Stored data
▬▬▬▬▬▬▬▬▬▬
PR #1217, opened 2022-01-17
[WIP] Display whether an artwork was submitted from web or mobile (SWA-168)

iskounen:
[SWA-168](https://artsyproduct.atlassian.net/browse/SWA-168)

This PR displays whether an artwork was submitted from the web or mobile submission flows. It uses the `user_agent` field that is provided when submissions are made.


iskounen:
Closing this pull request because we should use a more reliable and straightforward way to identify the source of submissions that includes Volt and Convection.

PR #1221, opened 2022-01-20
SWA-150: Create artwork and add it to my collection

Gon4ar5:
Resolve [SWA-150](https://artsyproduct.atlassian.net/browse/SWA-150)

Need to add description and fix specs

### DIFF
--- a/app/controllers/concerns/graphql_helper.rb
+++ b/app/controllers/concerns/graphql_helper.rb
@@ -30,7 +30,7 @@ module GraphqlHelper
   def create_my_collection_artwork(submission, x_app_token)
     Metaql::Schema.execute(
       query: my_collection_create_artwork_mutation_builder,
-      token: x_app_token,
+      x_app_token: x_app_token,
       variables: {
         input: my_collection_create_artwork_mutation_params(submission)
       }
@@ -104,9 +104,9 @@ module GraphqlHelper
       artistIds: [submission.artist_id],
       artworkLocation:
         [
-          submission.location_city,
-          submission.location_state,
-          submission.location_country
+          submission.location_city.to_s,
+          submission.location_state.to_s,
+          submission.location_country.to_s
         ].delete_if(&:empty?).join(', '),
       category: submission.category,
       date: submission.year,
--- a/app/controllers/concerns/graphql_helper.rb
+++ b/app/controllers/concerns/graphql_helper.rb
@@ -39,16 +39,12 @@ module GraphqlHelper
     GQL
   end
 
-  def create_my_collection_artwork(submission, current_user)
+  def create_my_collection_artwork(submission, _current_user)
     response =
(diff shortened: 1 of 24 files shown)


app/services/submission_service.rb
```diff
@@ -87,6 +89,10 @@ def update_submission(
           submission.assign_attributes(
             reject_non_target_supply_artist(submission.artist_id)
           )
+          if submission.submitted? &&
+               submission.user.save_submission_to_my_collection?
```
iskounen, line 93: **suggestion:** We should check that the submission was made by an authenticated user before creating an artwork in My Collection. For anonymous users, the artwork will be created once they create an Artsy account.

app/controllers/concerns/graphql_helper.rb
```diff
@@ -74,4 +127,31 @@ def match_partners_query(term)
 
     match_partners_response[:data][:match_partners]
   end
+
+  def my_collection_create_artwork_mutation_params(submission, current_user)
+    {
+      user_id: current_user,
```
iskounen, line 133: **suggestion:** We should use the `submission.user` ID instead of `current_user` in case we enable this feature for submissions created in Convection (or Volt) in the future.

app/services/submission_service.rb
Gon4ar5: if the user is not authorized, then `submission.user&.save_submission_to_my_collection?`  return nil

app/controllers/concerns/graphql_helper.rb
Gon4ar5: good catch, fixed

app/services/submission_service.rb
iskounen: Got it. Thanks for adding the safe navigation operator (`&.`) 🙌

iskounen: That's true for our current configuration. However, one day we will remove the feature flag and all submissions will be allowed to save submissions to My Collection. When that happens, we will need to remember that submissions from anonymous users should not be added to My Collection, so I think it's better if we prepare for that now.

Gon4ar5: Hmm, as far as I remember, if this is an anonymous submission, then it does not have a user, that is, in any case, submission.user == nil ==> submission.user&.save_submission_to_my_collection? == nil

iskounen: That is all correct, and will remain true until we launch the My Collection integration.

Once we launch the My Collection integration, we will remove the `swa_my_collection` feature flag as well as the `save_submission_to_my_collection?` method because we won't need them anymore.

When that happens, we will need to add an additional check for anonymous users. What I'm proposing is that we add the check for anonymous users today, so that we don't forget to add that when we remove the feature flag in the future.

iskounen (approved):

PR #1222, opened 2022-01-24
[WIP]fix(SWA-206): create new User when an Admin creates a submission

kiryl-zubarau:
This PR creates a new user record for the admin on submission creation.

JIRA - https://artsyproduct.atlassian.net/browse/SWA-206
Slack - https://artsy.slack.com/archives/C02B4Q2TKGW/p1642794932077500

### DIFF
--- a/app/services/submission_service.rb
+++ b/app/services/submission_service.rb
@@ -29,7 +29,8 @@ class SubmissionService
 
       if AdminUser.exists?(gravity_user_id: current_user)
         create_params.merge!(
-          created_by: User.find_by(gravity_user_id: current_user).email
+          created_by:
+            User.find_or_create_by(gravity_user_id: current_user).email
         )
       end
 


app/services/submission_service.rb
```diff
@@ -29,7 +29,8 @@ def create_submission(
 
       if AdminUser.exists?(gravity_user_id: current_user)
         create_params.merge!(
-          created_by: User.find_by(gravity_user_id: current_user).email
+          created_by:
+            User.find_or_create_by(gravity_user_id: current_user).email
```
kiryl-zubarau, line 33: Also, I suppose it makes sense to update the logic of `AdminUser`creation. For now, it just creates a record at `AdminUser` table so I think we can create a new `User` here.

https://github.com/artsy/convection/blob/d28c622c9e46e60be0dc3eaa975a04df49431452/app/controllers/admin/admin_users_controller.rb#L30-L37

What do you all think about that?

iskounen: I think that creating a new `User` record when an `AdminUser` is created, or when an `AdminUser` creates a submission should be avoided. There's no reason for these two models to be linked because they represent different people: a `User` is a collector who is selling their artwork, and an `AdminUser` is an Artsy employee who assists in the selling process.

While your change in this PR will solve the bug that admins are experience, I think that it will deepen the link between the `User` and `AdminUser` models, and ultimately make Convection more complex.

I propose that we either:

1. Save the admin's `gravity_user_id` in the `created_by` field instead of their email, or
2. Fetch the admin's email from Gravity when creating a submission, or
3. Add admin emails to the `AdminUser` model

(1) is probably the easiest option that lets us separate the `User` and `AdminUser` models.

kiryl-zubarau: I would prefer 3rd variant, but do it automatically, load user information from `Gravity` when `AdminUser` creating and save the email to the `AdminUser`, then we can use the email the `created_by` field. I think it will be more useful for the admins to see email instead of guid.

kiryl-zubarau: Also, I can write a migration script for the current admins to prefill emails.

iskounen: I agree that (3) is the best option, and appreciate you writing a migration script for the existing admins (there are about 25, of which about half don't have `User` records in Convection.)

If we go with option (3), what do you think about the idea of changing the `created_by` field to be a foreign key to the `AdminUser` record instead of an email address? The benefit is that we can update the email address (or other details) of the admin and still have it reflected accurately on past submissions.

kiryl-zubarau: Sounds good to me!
▬▬▬▬▬▬▬▬▬▬
#### BRIEF:
Throughout the data above, report every line that contains the string "flag".

#### ANSWER:
iskounen: That's true for our current configuration. However, one day we will remove the feature flag and all submissions will be allowed to save submissions to My Collection. When that happens, we will need to remember that submissions from anonymous users should not be added to My Collection, so I think it's better if we prepare for that now.
Once we launch the My Collection integration, we will remove the `swa_my_collection` feature flag as well as the `save_submission_to_my_collection?` method because we won't need them anymore.
When that happens, we will need to add an additional check for anonymous users. What I'm proposing is that we add the check for anonymous users today, so that we don't forget to add that when we remove the feature flag in the future.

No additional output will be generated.